LISTED ENTRIES below:
PR #2995, opened 2023-07-17
Optimized batch_import_marc

damien-git:
Currently when imported files are small there is a large overhead when the JVM is loaded and SolrMarc prepares to process files. But SolrMarc supports taking multiple files as input.
This PR changes batch-import-marc.sh and import-marc.sh so that several files can be sent at once (set to 10 by default). When files only contain a few records (which happens for instance with incremental harvests), performance is much better.

TODO
- [x] Add equivalent Windows .bat support, if possible
- [x] Update changelog and relevant documentation when merging


demiankatz:
Thanks, @damien-git, that's a great idea; I did not realize that SolrMarc supported this behavior. I'm adding a TODO item to port these changes to the .bat versions of the files if possible, and I'll look into doing that when time permits.

harvest/batch-import-marc.sh
```diff
@@ -109,20 +116,33 @@ then
...
 else
   function log {
-    local FILE=$1
-    cat -u - > $BASEPATH/log/`basename $FILE`.log
+    local FILES=$@
+    local LOGFILE
+    if [ $MAX_BATCH_COUNT -eq "1" ]
+    then
+      LOGFILE=$BASEPATH/log/`basename $FILES`.log
+      > $LOGFILE
```
demiankatz, line 131: Did the `cat -u - ` get dropped here by accident?

harvest/batch-import-marc.sh
```diff
@@ -109,20 +116,33 @@ then
...
+    else
+      TIMESTAMP=$( date +%Y%m%d%H%M%S )
+      LOGFILE=$BASEPATH/log/$TIMESTAMP.log
```
demiankatz: Do you think it might be worth including the first filename as part of the log, perhaps in addition to the timestamp, to help with finding things? I certainly don't insist on this, but I think it might be easier to narrow down the appropriate log file if the first filename from the batch is included than if it's purely timestamp based (though I guess you can `grep` it easily enough in either case if you know how things are structured).

harvest/batch-import-marc.sh
```diff
@@ -109,20 +116,33 @@ then
   }
 else
   function log {
-    local FILE=$1
-    cat -u - > $BASEPATH/log/`basename $FILE`.log
+    local FILES=$@
+    local LOGFILE
+    if [ $MAX_BATCH_COUNT -eq "1" ]
```
demiankatz: Is it worth adding validation to ensure that $MAX_BATCH_COUNT is a positive integer? Can passing in other types of values cause weird behaviors in the current version of the script?

demiankatz (changes requested):
Thanks again, @damien-git. I haven't actually tried this out yet, but I had time to give it a closer look today. I found one possible bug and had two suggestions that might or might not be helpful -- let me know what you think about them, but there's no pressure to implement if you don't think they're worth the effort.

Once you've had a chance to look at this, I'll see about working on the Windows port of the new functionality. I suspect that adding the -x functionality to batch-import-marc.bat may be more effort than it's worth due to the limitations of batch files (in which case I can just add an error message if somebody tries to pass -x, and we can spend more time if a Windows user actually cares), but I can probably at least add the multiple file support to marc-import.bat.

harvest/batch-import-marc.sh
damien-git: No, cat -u - happens after the if. "> $LOGFILE" is just resetting it in case the log file exists.

harvest/batch-import-marc.sh
damien-git: I was thinking of using grep, with -l or -m to avoid scanning a lot of large log files. But I would be OK with using the first filename to begin the log file name.

harvest/batch-import-marc.sh
damien-git: It would be an improvement, that variable should really be a positive integer.

harvest/batch-import-marc.sh
demiankatz: Oh, interesting, I've never seen that syntax before! Thanks for the clarification.

harvest/batch-import-marc.sh
demiankatz: Sounds good. Is this something you plan to work on, or do you need me to look into it when time permits?

damien-git: I can do it.

import-marc.sh
```diff
@@ -158,7 +161,7 @@ fi
 # Execute Importer
 #####################################################
 
-RUN_CMD="$JAVA $INDEX_OPTIONS -Duser.timezone=UTC -Dlog4j.configuration=file://$LOG4J_CONFIG $EXTRA_SOLRMARC_SETTINGS -jar $JAR_FILE $PROPERTIES_FILE -solrj $SOLRJ_DIR -lib_local "$VUFIND_HOME/import/lib_local\;$VUFIND_HOME/solr/vendor/modules/analysis-extras/lib" $MARC_PATH/$MARC_FILE"
+RUN_CMD="$JAVA $INDEX_OPTIONS -Duser.timezone=UTC -Dlog4j.configuration=file://$LOG4J_CONFIG $EXTRA_SOLRMARC_SETTINGS -jar $JAR_FILE $PROPERTIES_FILE -solrj $SOLRJ_DIR -lib_local "$VUFIND_HOME/import/lib_local\;$VUFIND_HOME/solr/vendor/modules/analysis-extras/lib" $NORMALIZED_PATHS"
 echo "Now Importing $1 ..."
```
demiankatz: Should we replace `$1` with `$NORMALIZED_PATHS` or `$*` here?

harvest/batch-import-marc.sh
demiankatz: Thanks! Meanwhile, I've pushed up the import-marc.bat changes to match import-marc.sh, and I left a comment about something I noticed during that process. :-)

import-marc.sh
damien-git: Yes.

harvest/batch-import-marc.sh
```diff
@@ -70,6 +77,13 @@ then
   exit 1
 fi
 
+# Check MAX_BATCH_COUNT is a positive integer
+if ! [[ "$MAX_BATCH_COUNT" =~ ^[1-9][0-9]*$ ]]
```
demiankatz, line 81: @damien-git, I adjusted this regex since it was still possible to say `-x 0`, which led to an xargs error instead of a more meaningful message. Obviously this will prevent someone from doing something like `-x 0110` which might technically be legal but doesn't really make sense, so I'm not too worried about it.

damien-git: OK

demiankatz:
@damien-git, I've done a little more work on the Windows equivalent functionality -- for now, if you pass a -x flag to the batch-import-marc.bat file, it fails with a message that the feature is not supported in Windows. I suspect that this _could_ be implemented -- probably by using a counter and stringing together the filenames inside the main loop -- but I'm not sure that it's worth the effort to bother doing the work, since I don't think we have many Windows users. Unless anyone objects, I'll just leave it at this until somebody complains.

Is there any other work you want to do on this, or is it now ready to merge from your perspective?

demiankatz:
I've opened [VUFIND-1626](https://openlibraryfoundation.atlassian.net/browse/VUFIND-1626) to track the missing Windows functionality, so people can comment/vote there if they want it. For good measure, I've also linked to the ticket from the Windows error message, so if anyone encounters the situation, they'll know how to report their needs.

damien-git:
> Is there any other work you want to do on this, or is it now ready to merge from your perspective?

I think it's ready to merge.

demiankatz (approved):
Thanks again, @damien-git, this is a great improvement. Merging now!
End of LISTED ENTRIES.
**PROBLEM**
Read the entries above, then pull out the lines that include "your".

**THE COMPLETED TASK**
Is there any other work you want to do on this, or is it now ready to merge from your perspective?
> Is there any other work you want to do on this, or is it now ready to merge from your perspective?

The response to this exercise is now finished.